A Perspective for Responsible Data Science and Analytics
Five Essential Tasks in a Search and Analytics Project
The recent UK bank holiday was an amazing one! I had a productive weekend with lots of fun while managing to get some gardening work done. From this hobby and my experience in data analytics, I could draw some parallels between responsible data science and gardening. Before diving into the discussion, let’s first define what “responsible data science” means. As we increasingly rely on big data to discover better insights, appropriate techniques and methodologies are key to overcoming biases and ensuring responsibility and transparency in our data projects. The Responsible Data Science consortium asserted:
“To future-proof responsible data science methods, foundational research is needed focusing [sic] on FACT, i.e., questions related to Fairness, Accuracy, Confidentiality, and Transparency.”
Consequently, “You reap what you sow” applies just as well in data science practice as it does in gardening. In the world of data science, specifically in our search and analytics space, there is a lot of preparation required before we can derive meaningful outcomes from massive data. Similarly, in the gardeners’ world, good returns only come from good planning and execution: planning a new landscape, preparing the ground, planting new seeds, predicting peak blooms or harvest time, and finally, experimenting with new varieties. Applying this analogy to business, it’s important that we consider five key tasks when embarking on a search and analytics project: Plan, Prepare, Plant, Predict, and Experiment.
Planning is about your strategy for getting from where you are today to where you would like to be in weeks, months, or even years to come. In the business world, we have fancy terminologies such as midterm planning, Vision 2020, etc.; but the gist is the same – where you are today and where you would like to be. Before embarking on a search or analytics journey, bring your stakeholders on board, document your goals, and consider employing a thorough assessment framework to evaluate your system infrastructure and business objectives. This can help you plan out your strategy in the right direction.

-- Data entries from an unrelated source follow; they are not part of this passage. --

Issue #270, opened 2017-11-30
org admins cannot import children


brandonopened:
Steps:
1 Login with Org admin
2 Click on Organization
3 Click on Framework from list
4 Verify import children is not appearing on framework display page

Actual:

Org Admin user is not able to see Import children button on framework display page

Expected:

Org Admin user should be able to see import children button and import through csv file.

  Note: Only superuser is able to see import children button, other role user like admin, superEditor, Editor and user are not able to see import children button (for more clarification please refer to attached video file.

sajeed42:
Hi Brandon,
Please find the attached video file

![ezgif com-video-to-gif](https://user-images.githubusercontent.com/33145683/33425622-3d14b0ea-d5e5-11e7-8aad-6d1a074ad066.gif)

roverwolf:
@brandonopened I think you were on the right track with #269.

 `createRights` is defined in `DocTreeController.php`,
the problem is that it is defined with `$authChecker->isGranted('create', $lsDoc)` which is not correct.

The create privilege takes a string argument like `lsdoc` as it is meant to determine if a user can create a specific type of object.  That check should be `$authChecker->isGranted('create', 'lsdoc')`.

But, for importing children or updating the framework, I think that having the edit privilege on the framework should be enough (I'm not sure why we would be checking for create rights there).

brandonopened:
Yeah, I felt it was perhaps too simple of a fix. I doubted myself about if we wanted an editor to be able to do that... but I feel like they may need too/doesn't clutter things too much for them to be honest. An org admin for sure should be able too, not sure how that slipped by previously.

roverwolf:
This has been fixed by #272

PR #272, opened 2017-11-30
Removed createRights

brandonopened:
Changed createRights to editorRights until/if we figure out why it was that way in the first place

---
This change is [Reviewable](https://reviewable.io/reviews/opensalt/opensalt/272)


roverwolf:
This fixes #270

PR #291, opened 2017-12-11
Feature/validation

JosephLeon:
Add code to update children on import, log those children that are updated, log new items added to the doc.

---
This change is [Reviewable](https://reviewable.io/reviews/opensalt/opensalt/291)


app/Resources/assets/js/lsdoc/index.js
```diff
@@ -252,7 +252,7 @@ var Import = (function() {
         };
 
         $.ajax({
-            url: '/cf/github/import',
+            url: '/app_dev.php/cf/github/import',
```
lmsilvera: you should remove `app_dev.php/`

PR #198, opened 2017-11-17
Add wrappers for MPI_Info related routines, MPI_COMM_SPLIT and timers

tbole:
I'm planning to use MPIO for HDF5, which requires MPI related stuff, first communicators and second `MPI_Info`, for defining custom file system properties over in HDF5.jl. I have thus added some new wrappers:

`MPI_COMM_SPLIT` and `MPI_COMM_SPLIT_TYPE` for defining new communicators. Especially `MPI_COMM_SPLIT_TYPE` may be useful, since it eases creating node-level communicators. 
Second `MPI_Info` related functions (create,get,set,delete,finalize) have been added, since these are partially required by above routines. Two more convenience wrappers are for Wtime and Wtick.


tbole:
Those failures in `MPI_Info_get` are rather weird and are related to the MPI implementation. 
While OpenMPI and somewhat recent mpich versions work, the ancient 2013 mpich at Travis and MS MPI fail, due to a missing character and some MPI internal quirks between C/Fortran termination of strings.  Must admit that the passage in the MPI standard about null terminated strings is unclear at least. This error had been fixed in mpich [some years ago](https://trac.mpich.org/projects/mpich/ticket/2225) 3 years ago. I haven't tested Windows MPI though, but since MS MPI is pretty much following mpich and appveyor uses MS MPI v7 from 2015, it's probably the same bug. The most recent version is [8.1](https://msdn.microsoft.com/en-us/library/mt147726(v=vs.85).aspx) (June 2017). 

For my own projects I typically tend to dump backward compatibility for old fixed errors. Is there any preferred way of dealing with such situations for the Julia packages?

tbole:
Bump. Since there has been no feedback at all on this PR yet for quite a while, it would be great to know when / if this would land. There's another pull request of mine over at HDF5 implementing MPIO, which NEEDS  MPI_Info types to work. This PR is pretty much a road block for that feature.
Plus, the CI errors noted above seem to be fixed by #202 .

barche:
Maybe #202 can get merged first to get the CI running again, then this one and then I can rebase #201 onto this?

tbole:
Just rebased this to master and added some fixes for 0.7. Now all the 0.6 tests succeed and 0.7 at least starts up, but then segfaults in each test. Since this is unrelated to the changes here (maybe even a bug in 0.7?), I would propose to merge this branch so #201 can be rebased. 
After that it would be great to run femtocleaner to get rid of the ampersand/Ref deprecations.

PR #199, opened 2017-11-21
Add support for SubArrays

tbole:
Since using SubArrays has become quite comfortable due to the views macro and seems to be encouraged by many Julia devs, it would be great, if they would be directly supported by MPI (i.e. without creating a reference to the subarray first)

    @views begin
        sreq = MPI.Isend(arr[range1], dest, tag, comm)`
        rreq = MPI.Irecv!(arr[range2], src, tag, comm)`
    end

This would actually only require adding SubArray to MPIBuffertype.
  `MPIBuffertype{T} = Union{Ptr{T}, Array{T}, SubArray{T}, Ref{T}}`

However SubArrays can contain non-contiguous memory blocks, whereas MPI assumes contiguous memory. I wanted to have routines providing convenience interfaces for Array to also support SubArrays. The checks whether a SubArray is contiguous are placed only in these convenience functions, which I intended to be "safe".
The more stringent version would probably be to implement the checks in the routines using MPIBufferType directly. One could also think of avoiding the checks at all and leaving this up to the user.

### DIFF
--- a/src/mpi-base.jl
+++ b/src/mpi-base.jl
@@ -2,7 +2,7 @@ const MPIDatatype = Union{Char,
                             Int8, UInt8, Int16, UInt16, Int32, UInt32, Int64,
                             UInt64,
                             Float32, Float64, Complex64, Complex128}
-MPIBuffertype{T} = Union{Ptr{T}, Array{T}, Ref{T}}
+MPIBuffertype{T} = Union{Ptr{T}, Array{T}, SubArray{T}, Ref{T}}
 
 fieldoffsets(::Type{T}) where {T} = Int[fieldoffset(T, i) for i in 1:nfields(T)]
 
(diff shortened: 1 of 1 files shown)


tbole:
Bump... is there any interest in this feature?
It is rather helpful for array based codes and I've actually been using it for some time.

JaredCrean2:
Yes, I think this is a good feature.  My only question is whether we should do something more general like adding `AbstractArray` to `MPIBufferType` and adding the appropriate `iscontiguous` checks at the innermost function (just before the `ccall`).  Of course, that leads to the problem of using `MPI_Datatype` to support non-contiguous arrays...

Anyways, the Mac travis tests on 0.6 failed.  Could you try rebasing on master and see if that fixes it?  Once CI passes, I'll merge this PR if no one objects.

tbole:
I've actually already tried adding `AbstractArrays` to `MPIBufferType`, but noticed that `iscontiguous` is only implemented for `SubArrays`. We would thus have to explicitly check the for the type of the Array, so I found dispatching on `SubArray` to be more simple. We could also pack this into generated function, though I'm not too experienced with these.

After rebasing all 0.6 checks have succeeded.

JaredCrean2:
Ok, lets keep this in its current form the, I'll everyone until tomorrow evening to comment, and then merge if there are no objections.

PR #201, opened 2018-02-08
Add one-sided communcation calls

barche:
This adds some of the MPI window-based (RMA) communication primitives, as well as `MPI_COMM_SPAWN`.

PR #202, opened 2018-02-13
Upgrade linux mpich and open-mpi versions

barche:
As discussed in PR #201. I will also add the cman test fixes here if the problems are confirmed in the CI output.

### DIFF
--- a/.travis.yml
+++ b/.travis.yml
@@ -14,7 +14,7 @@ env:
   - MPI_IMPL=openmpi
 before_install:
   - sh ./conf/travis-install-mpi.sh $MPI_IMPL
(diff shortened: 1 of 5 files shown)


barche:
Looks like this passes Travis on 0.6, so it's ready as far as I'm concerned. I plan to fix 0.7 issues after my other changes are merged, so I can update everything in one go. And then maybe later also the windows CI, it just seems to time out on 0.6.

tbole:
This will also fix some CI errors in #198. I think having somewhat recent MPI versions for CI is a good idea, since those are the ones used on most clusters. In case of OpenMPI we should stick to either the current version or those [still in support](https://www.open-mpi.org/software/ompi/v3.0/).

PR #203, opened 2018-02-24
Add WindowIO and MPIWindowIOManager

barche:
The objective of this PR is to get some better cooperation between the Julia parallel processing system and MPI.

* `WindowIO` allows point-to-point communication between MPI processes using a Julia `IO`. Brief excerpt from the test:

```julia
using MPI

MPI.Init()
comm = MPI.COMM_WORLD
const rank = MPI.Comm_rank(comm)
const N = MPI.Comm_size(comm)

const winio = WindowIO(comm) # read from anyone
const writer = WindowWriter(winio, 0) # writes to rank 0
if rank != 0
    write(writer, rank)
    flush(writer) # Must flush to trigger communication
else
    result = read(winio, (N-1)*sizeof(Int)) # Blocks until all required data is read
end
```

* `MPIWindowIOManager` sets up a cluster manager to use the `WindowIO` buffer as communication layer. It adds two modes for `start_main_loop`:
  - `MPI_WINDOW_IO`: Normal cluster manager, with the workers only waiting on the process_events loop and all commands only executed on master
  - `MPI_WINDOW_NOWAIT`: The cluster manager is initialized, but workers don't process events and instead run in SPMD MPI fashion as usual. If a Julia parallel call is needed, it must be prefixed with the `@cluster` macro to activate the event loops on the workers. All code in the `@cluster` block then only runs on the master and can contain normal Julia parallel programming calls. After the block ends, SPMD mode is resumed.


lcw:
I don't know much about the cluster manager but WindowIO seems cool to me.

PR #205, opened 2018-03-08
Add omitted windows MPI constants

barche:
See discussion in PR #201


musm:
Thanks but it doesn't look like the type `CWin ` is defined anywhere

barche:
I added it, on my Windows machine it precompiles now, but there are still failing tests.

musm:
So where in the code is the dll for windows loaded? I noticed the the MS-MPI doesn't install the dll only lib files

barche:
You need to install the runtime, which is the .exe installer. The .msi installer only installs the SDK files for compiling MPI programs with Visual Studio.

I just committed an update, but there are still some errors that I don't know how to fix, I'm not sure getting a fully working Windows MPI.jl is an easy task, and I actually have 0 use for it myself.

barche:
Maybe this should be merged? Even if not all tests pass, at least it allows the package to precompile on Windows and the pre-onesided tests appear to work. Also, I have another PR I'd like to submit for adding `MPI_ACCUMULATE` and `MPI_GET_ACCUMULATE`.

musm:
sounds good

musm:
Bump

barche:
I have disabled the broken tests on Windows, can this be merged if it passes 0.6 CI?

barche:
Again a mystery why this happens, but disabling the spawn test on win32 helps. I also fixed a regression with macOS MPICH due to a newer CMake version.

PR #206, opened 2018-04-19
Add onesided accumulate functions

barche:
Adds two more one-sided comms functions, which I need for an experimental array library.


barche:
Any objections to merging this? It passes 0.6 CI, and I'm getting ready to announce https://github.com/barche/MPIArrays.jl (which depends on this PR)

Once the plan is clear (in other words, when you have a clear vision), it’s time to put thoughts into action. But don’t rush; take a moment to consider what you can leverage. For instance, what’s the capability of the current search application you’ve set up in-house? Is there a toolset you may have procured as part of the last procurement cycle (maybe before the budget was frozen)? It’s important that you can reuse existing assets and build on what’s working rather than creating additional work that doesn't add much value. Again, the findings and recommendations from the initial assessment can be a practical blueprint for your next actions. Read about how an assessment can provide tremendous value and help map out your search and analytics journey. Remember our gardening analogy? Preparation is about getting the ground well-prepared for a successful harvest.
Once you’ve done the hard work of getting the ground prepared and the stakeholders engaged, it’s time to get to the actual planting: implementing your plan. So, what does this mean in the search and analytics space?
- In many cases, this could be a simple use case of acquiring and configuring your search engine, whether it is an open source (Elasticsearch or Solr) or commercial platform (Endeca, Sinequa, SharePoint Search, etc.).
- This could also be a mature engagement, such as moving to another search platform (eg. migrating from the Google Search Appliance) or transitioning to a cloud search platform like Azure.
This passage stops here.